I'm reading Hans Kurzweil's "The Theory of Finite Groups", in 1.6.2 (b) it's claimed that let $G=G_1\times G_2$, one has $G'=G_1'\times G_2'$ because:
$$\begin{align} G'&=[G_1G_2,G_1G_2]\\ &=\prod_{i,j}[G_i,G_j]\\ &=G_1'\times G_2'. \end{align}$$
Here $G'$ is the commutator subgroup defined as $$G':= \langle [x,y] | x,y \in G\rangle,$$ and $$[x,y]:=x^{-1}y^{-1}xy.$$
However, I'm a bit confused here about the proof.

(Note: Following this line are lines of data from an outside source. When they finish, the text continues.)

PR #22, opened 2012-08-08
Fix typo

arlo:
Dont use this for describing req.secure usage


tj:
well the getter is defined using `this`, but yeah we should just do `'https' == req.protocol` and remove the return

arlo:
done.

First, what does it mean by $\prod_{i,j}[G_i,G_j]$, is it $[G_1,G_1][G_1,G_2][G_2,G_1][G_2,G_2]$?
Second, why $[G_1G_2,G_1G_2]=\prod_{i,j}[G_i,G_j]$?
With $$G'=\langle [a_1b_1,a_2b_2] | a_1,a_2\in G, b_1, b_2 \in G_2 \rangle,$$ I can't move all $G_1$ part to the left side without changing the element $a_1,a_2,b_1,b_2$, because in general $a_1b_1\ne b_1a_1$.